In 16 days they'll raise the Federal Fund Rate by 0.5pc.

This is a historic rate of moving towards tightening.



It seems logical to say that I'll buy in when the Federal Reserve moves to a dovish stance.

I'm more than happy to be in cash temporarily to test my hypothesis.
My point above is that the market is already deducing that the Fed will tighten less than originally anticipated...they don't wait for the Fed to decide, they come to their own conclusion.

If you wait for the Fed to decide you will always miss the market.
"The market" walks off the cliff every ten years or so.

It can't anticipate for toffee.

The market is only as smart as the net barometer of it's bearish and bullish sentiment.

loafer123

15,448 posts

216 months

Monday 30th May 2022
quotequote all
Mr Whippy said:
"The market" walks off the cliff every ten years or so.

It can't anticipate for toffee.

The market is only as smart as the net barometer of it's bearish and bullish sentiment.
All true, but if the highly educated and analytical market can't predict it, what makes you think you can?!

Phooey

12,607 posts

170 months

Mr Whippy

29,058 posts

242 months

Tuesday 31st May 2022
quotequote all
loafer123 said:
Mr Whippy said:
"The market" walks off the cliff every ten years or so.

It can't anticipate for toffee.

The market is only as smart as the net barometer of it's bearish and bullish sentiment.
All true, but if the highly educated and analytical market can't predict it, what makes you think you can?!
Because the market isn't highly educated and analytical.

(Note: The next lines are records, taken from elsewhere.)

PR #413, opened 2024-12-23
New p2p

xuyao0127:
Improved MPI point-to-point communication wrapper and draining algorithm.

This PR is marked as a draft because the performance is unstable, especially with a large message size. Also because this PR is based on [PR#412 ](https://github.com/mpickpt/mana/pull/412) which is still under review.

### DIFF
--- a/mpi-proxy-split/p2p_drain_send_recv.cpp
+++ b/mpi-proxy-split/p2p_drain_send_recv.cpp
@@ -24,11 +24,16 @@
 #include <map>
 #include <algorithm>
 #include <vector>
+#include "kvdb.h"
 #include "jassert.h"
 #include "p2p_drain_send_recv.h"
 #include "p2p_log_replay.h"
 #include "mpi_nextfunc.h"
 #include "virtual_id.h"
+
+using namespace dmtcp;
+using dmtcp::kvdb::KVDBRequest;
+using dmtcp::kvdb::KVDBResponse;
 
 extern int MPI_Alltoall_internal(const void *sendbuf, int sendcount,
                                  MPI_Datatype sendtype, void *recvbuf,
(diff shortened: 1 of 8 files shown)


gc00:
@xuyao0127 , This PR has been around for a while.  Do we still need it, or should we close it, in favor of merging your development branch at a future time?

gc00:
@xuyao0127, If this PR is now current, could you rebase for the current MANA?

xuyao0127:
> @xuyao0127, If this PR is now current, could you rebase for the current MANA?

@gc00 I just rebased this PR. Can you review it?

mpi-proxy-split/p2p_drain_send_recv.cpp
```diff
@@ -257,6 +247,16 @@ drainSendRecv()
...
+    // If pending MPI_Irecv or MPI_Isend, use MPI_Test to try to complete it.
+    completePendingP2pRequests();
+    // If MPI_Irecv not posted but msg was sent, use MPI_Iprobe to drain msg.
+    drainRemainingP2pMsgs();
+    // Update global recv coutner.
+    registerLocalSendsAndRecvs();
+  }
 }
 
 // FIXME: isBufferedPacket and consumeBufferedPacket both search
```
gc00, line 262: I know that the name `isBufferedPacket()` was here before the PR.  But let's change the name now, to make it more redable.
Maybe we can think of a better name.  A packet is a network packet that is only part of a message.  I propose `MsgBuffer` instead of `BufferedPacket`.
Since we are inspecting messages in g_message_queue, we should probably say `Message` or `Msg` instead of `Packet`.

How about using a name like:
> `existsMatchingMsgBuffer()`
And then we should also change `consumeBufferedPacket` to:
> `consumeMatchingMsgBuffer()`

[ I write consume _Matching_ msg since that function also checks for a match. ]

mpi-proxy-split/test/Makefile
```diff
@@ -42,6 +42,7 @@ FILES=mpi_hello_world \
       Irecv_test Alloc_mem sendrecv_replace_test \
       Type_hvector_test Type_vector_test \
       ${FILES_FORTRAN} \
+      send_recv \
```
gc00, line 45: It's minor, but why not keep `send_recv` and `send_recv_loop` on the same line.  Let's collapse this line into the next line.

gc00 (approved):
I'm approving in advance.  But please read the two inline comments about small changes.

gc00:
I'm just checking back.  I think we still need the minor changes that I proposed (e.g., MsgBuffer instead of BufferPacket, etc.).  Thanks.

PR #414, opened 2025-01-15
Fix deepcopy discovery

rajatpratapbisht:
# obj: run mana on discovery cluster
1.  `Added Datatype for mana_handle union memeber for MPI_FILE`: added datatype signature  for vanilla MPI lib..
2. `Commented out Fortran f90 files from test Makefile`: fortran version incompatible on discovery cluster. All systems will not not have Fortran test files..
3. `fixed 16-bit alignment error on Discovery`: STACK_RLIMT.rlimit_cur is set to RLIMIT_INFIITY by default on discovery. This commit tests for this edge case and uses 32MB as rlimit_cur (soft limit) value. Without this commit test for 16-bit alignment fails for deepCopyStack()..

### DIFF
--- a/mpi-proxy-split/lower-half/kernel-loader.cpp
+++ b/mpi-proxy-split/lower-half/kernel-loader.cpp
@@ -102,8 +102,6 @@ void set_addr_no_randomize(char *argv[]) {
 }
 
 int main(int argc, char *argv[], char *envp[]) {
-  
-
   set_addr_no_randomize(argv);
   int i;
   int restore_mode = 0;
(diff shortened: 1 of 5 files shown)


xuyao0127 (commented):
There are some empty lines in this commit. Can you remove them?

mpi-proxy-split/lower-half/kernel-loader.cpp
```diff
@@ -102,6 +102,8 @@ void set_addr_no_randomize(char *argv[]) {
 }
 
 int main(int argc, char *argv[], char *envp[]) {
+  
+
```
xuyao0127, line 106: There are some empty lines in this commit. Can you remove them?

rajatpratapbisht: Fixed it in the latest commit

xuyao0127 (approved):
LGTM

PR #415, opened 2025-01-15
Fix mana restart

rajatpratapbisht:
1.` Fixed --restartdir <dir> flag option in mana_restart.py` :  Fixed mana_restart.py code to be able to load targeted restart dir path using --restartdir flag.
2. `FIXED inline --gdb flag crashing bug in mana_restart.py` : Fixed freezing error caused when inline call to gdb using --gdb flag is used.

### DIFF
--- a/bin/mana_restart.py
+++ b/bin/mana_restart.py
@@ -11,7 +11,7 @@ help_msg = '''
 
 # dmtcp options that requires a value
 verbose = False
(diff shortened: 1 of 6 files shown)


xuyao0127:
LGTM.

xuyao0127 (approved):
LGTM

PR #416, opened 2025-01-18
New mmap wrapper

xuyao0127:
This new upper-half mmap wrapper allocates memories starting at 3GB. This region is far from the memory segments of the lower-half libraries. By doing so, MANA can avoid potential memory conflicts during restart.


mpi-proxy-split/lower-half/mem-wrapper.cpp
```diff
@@ -47,35 +47,28 @@ using namespace std;
 #define _real_mmap mmap
 #define _real_munmap munmap
 
+#define UH_BASE_ADDR ((void *)0xC0000000) // 3GB
```
gc00, line 50: As discussed together, maybe this should first look for an environment variable, like `MANA_UH_BASE_ADDR`.  Then it's easy for a user to change this.  But I'll approve this in advance.

gc00 (approved):
I'm approving this in advance.  Please see the inline comment.  Thanks!

mpi-proxy-split/lower-half/mem-wrapper.cpp
```diff
@@ -130,6 +123,21 @@ static void* __mmap_wrapper(void *addr, size_t length, int prot,
                            int flags, int fd, off_t offset) {
   static void *libc_base_addr = NULL;
   void *ret = MAP_FAILED;
+  if (flags & MAP_FIXED) {
+    if (addr > curr_uh_free_addr) {
+      get_next_addr(length);
+    }
+    DLOG(INFO, "User calls mmap with MAP_FIXED\n");
+  } else if (flags & MAP_FIXED_NOREPLACE) {
```
xuyao0127, line 131: Test if MAP_FIXED_NOREPLACE is defined before checking the flag.

PR #909, opened 2022-07-25
generalize take_take and add take_takel and take_taker

thery:

More generic theorem `take_take`

##### Things done/to do

### DIFF
--- a/CHANGELOG_UNRELEASED.md
+++ b/CHANGELOG_UNRELEASED.md
@@ -11,10 +11,12 @@ The format is based on [Keep a Changelog](https://keepachangelog.com/en/1.0.0/).
 ### Added
 
 - in `seq.v`
-  + lemma `subset_mapP`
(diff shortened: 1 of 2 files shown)


CohenCyril:
Great! But even if the CI does not seem to show a single failure, this change is not backward compatible. I'm a little bit hesitant to approve. It could be make backward compatible at the cost of naming the new (generalized) lemma slightly differently (e.g. `take_take_min`, or just `take_min` swapping the RHS and LHS of the equality).
@thery what do you think?

pi8027:
Related discussion: https://github.com/math-comp/math-comp/pull/381#discussion_r320603902

thery:
@pi8027 oops I've missed that discussion. I know it is a breaking change but don't you think it is more reasonable like this?

CohenCyril (approved):
Let's rebase and merge

PR #912, opened 2022-08-08
Add root_expn and root_deg1 to poly.v

### LINKED ISSUE #886: Suggestion of new lemmas for polynomial root computation in poly.v
Among the lemmas with the root predicate, the following is in my opinion lacking:
```
Section MissingRoot.

Variable R: idomainType.

Lemma root_expn (p: { poly R }) (n: nat) a: comm_poly p a -> (0 < n)%N -> root (p ^+ n) a = root p a.
Proof.
move=> Hp Hn.
by rewrite !rootE horner_exp_comm // expf_eq0 Hn //=.
Qed.

End MissingRoot.
```

SnarkBoojum:

Those simple lemmas should be useful.
Fixes #886 

##### Things done/to do

Fixes #886 

### DIFF
--- a/CHANGELOG_UNRELEASED.md
+++ b/CHANGELOG_UNRELEASED.md
@@ -14,7 +14,8 @@ The format is based on [Keep a Changelog](https://keepachangelog.com/en/1.0.0/).
   + lemmas `prefix_path`, `prefix_sorted`, `infix_sorted`, `suffix_sorted` 
 
 - in `poly.v`
-  + lemmas `comm_polyD`, `comm_polyM`, `comm_poly_exp`, `root_expn`, `root_deg1`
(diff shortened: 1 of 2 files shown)


proux01 (approved):
@SnarkBoojum thanks for the contribution. I simplified proofs a bit (we try to prefer patterns to index selectors `{2}` for instance as they are often more robust, but this is mostly nitpicking).
This LGTM, I'll squash and merge by the end of the week if there is no further comment.

BTW : please name your branch everything but `master` when opening a PR, this is more convenient to distinguish it from the `math-comp:master` branch for instance or if you have multiple PRs opened at the same time.

SnarkBoojum:
I like your proofs better, indeed. I'll try to name my branches in the future.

It's the sum of it's participants, and is ultimately forced by the underlying economy, whose participants are global.


Being highly educated and analytical lets you say things about your position, or associate probabilities/risks to what might happen. That's all great if you want that data or do it professionally.


And let's be really clear. This system is dynamic. By measuring it and making statements about it, we change it. This thread will be impacting the outcome of the future.
We had this banged into us again and again post 2008. The economy is fine, it's just about being positive. Positive sentiment, spend, invest, get the economy going again. We need to just pretend it's all ok and it will be. Yes, fine.

And that is the same today. BUT, people have less money, poor people are poorer. Richer people are stupidly rich. People have more to lose at both ends. There is no cushion for stimulus. We're in debt up to the eyeballs and government are already raising taxes to pay for it.

How can people not be fearful about their economic future when they're faced with this clear reality?


The natural reaction of participants facing where we've ended up isn't to just go out spending money they don't have, and QE can no longer provide (inflation), and government can no longer borrow to give them to spend, and which inflation and other stuff is eating up, and which taxes are eating up, and higher interest rates on their mortage is eating up...



But please don't listen to me. Position accordingly. Maybe if we all go rose tinted glasses and think about how an entire generation won't be able to buy houses and have families, then everything will just somehow work out fine. Afterall we've got Boris on the job!